吉田和酒井商量后,让朱盐冰出城驻扎。成为县城和狼寨的一道屏障。
第二天上午,吉田和酒井在指挥部摆酒款待朱盐冰。
“朱营长,恭喜啊!”吉田端着清酒,皮笑肉不笑地看着朱盐冰,“司令官阁下有令,让你的伪军营出城驻扎,就在县城和狼寨之间的三岔口,筑起工事,做咱们的第一道屏障。
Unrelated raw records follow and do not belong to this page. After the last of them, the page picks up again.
PR #1555, opened 2021-07-23
move network check to module

cspiel1:
Based on our discussions in #1535.

TODOs:
- Remove `laddr`, `laddr6` in net.c. The local address can be queried from transport list.
- Remove `net_laddr_apply()` and `handle_addr()` from net.c.
- Add to uag.c:
   - `uag_laddr_dst(struct sa *dst)`
   - `uag_laddr_af(int af)` replaces the `net_laddr_af()`. We are currently not able to get the destination IP for an outgoing request if the user specifies a SIP URI that does not contain an IP address.

### DIFF
--- a/include/baresip.h
+++ b/include/baresip.h
@@ -699,10 +699,6 @@ int  net_alloc(struct network **netp, const struct config_net *cfg);
 int  net_use_nameserver(struct network *net,
 			const struct sa *srvv, size_t srvc);
 int  net_set_address(struct network *net, const struct sa *ip);
-void net_change(struct network *net, uint32_t interval,
-		net_change_h *ch, void *arg);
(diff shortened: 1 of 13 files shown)


alfredh:
this looks really great!

some input:

- perhaps netroam.so is a better name for the module (Network Roaming) ?
- the list of local addresses should be available from net.c (sip agnostic)

here is a project that is using libbaresip without SIP:

https://github.com/baresip/baresip-webrtc

this project will use the net.c API to fetch local addresses.

alfredh:
hi, is there any updates on this PR ?

cspiel1:
Coming soon. We have release pressure currently.

alfredh:
close this for now .. please reopen when you have time to work on it

Issue #1558, opened 2021-08-01
New Defects reported by Coverity Scan


alfredh:
Hi,

Please find the latest report on new defect(s) introduced to alfredh/baresip found with Coverity Scan.

4 new defect(s) introduced to alfredh/baresip found with Coverity Scan.
3 defect(s), reported by Coverity Scan earlier, were marked fixed in the recent build analyzed by Coverity Scan.

New defect(s) Reported-by: Coverity Scan
Showing 4 of 4 defect(s)

** CID 333030:  Security best practices violations  (STRING_OVERFLOW)
/src/config.c: 260 in decode_sip_transports()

”
朱盐冰正啃着鸡腿,闻言眼睛一亮,嘴里的肉差点喷出来:“出城?太君,您说的是真的?”
酒井在一旁冷哼一声,捂着还没好利索的胳膊:“当然是真的。你要是不敢去,我就让别人去。”
“敢!怎么不敢!”朱盐冰连忙放下鸡腿,擦了擦油乎乎的手,脸上堆起谄媚的笑,“能为太君效力,是我朱盐冰的福气!三岔口是吧?我这就带弟兄们过去,保证把工事筑得固若金汤,绝不让土八路靠近县城一步!”
他心里早就乐开了花——出了城,就脱离了鬼子的眼皮子,到时候想喝酒就喝酒,想玩女人就玩女人,谁还管得着?至于防备八路军,那还不是随口说说?
吉田看着他那副嘴脸,心里暗骂蠢货,嘴上却道:“很好。给你两百支步枪,五十箱弹药,要是守不住三岔口,你知道下场。”
“知道知道!”朱盐冰连连点头,心里却想:守不住?大不了再跑呗,反正老子有枪有人,到时候投了八路也说不定——当然,这话他可不敢说出来。
当天下午,朱盐冰就带着伪军营浩浩荡荡地开出县城,往三岔口而去。士兵们扛着枪,却个个吊儿郎当,有的还背着从县城抢来的包裹,哪里像去打仗,倒像是去赶集。
“弟兄们,加把劲!到了三岔口,老子请你们喝酒嫖娼!”朱盐冰骑着一匹瘦马,在队伍前面吆喝,引得伪军们一阵哄笑。
狼寨里,沈万邦的人早就把消息传了回来。曹兴国听着侦查员的汇报,嘴角勾起一抹冷笑:“这个朱盐冰,果然是个扶不起的阿斗。让他去三岔口,简直是给咱们送菜。”
李勇道:“他在三岔口驻扎,正好挡在县城和狼寨中间。要是咱们打过去,就得先过他这关;要是鬼子来攻,他也能当个缓冲。就是不知道这缓冲靠不靠得住。”
“靠不住才好。”曹兴国看着地图,“周铁山,你带一营去三岔口附近埋伏,监视朱盐冰的动静。他要是安分守己,咱们就不管;要是敢祸害周边百姓,或者帮着鬼子对付咱们,就给我狠狠地打!”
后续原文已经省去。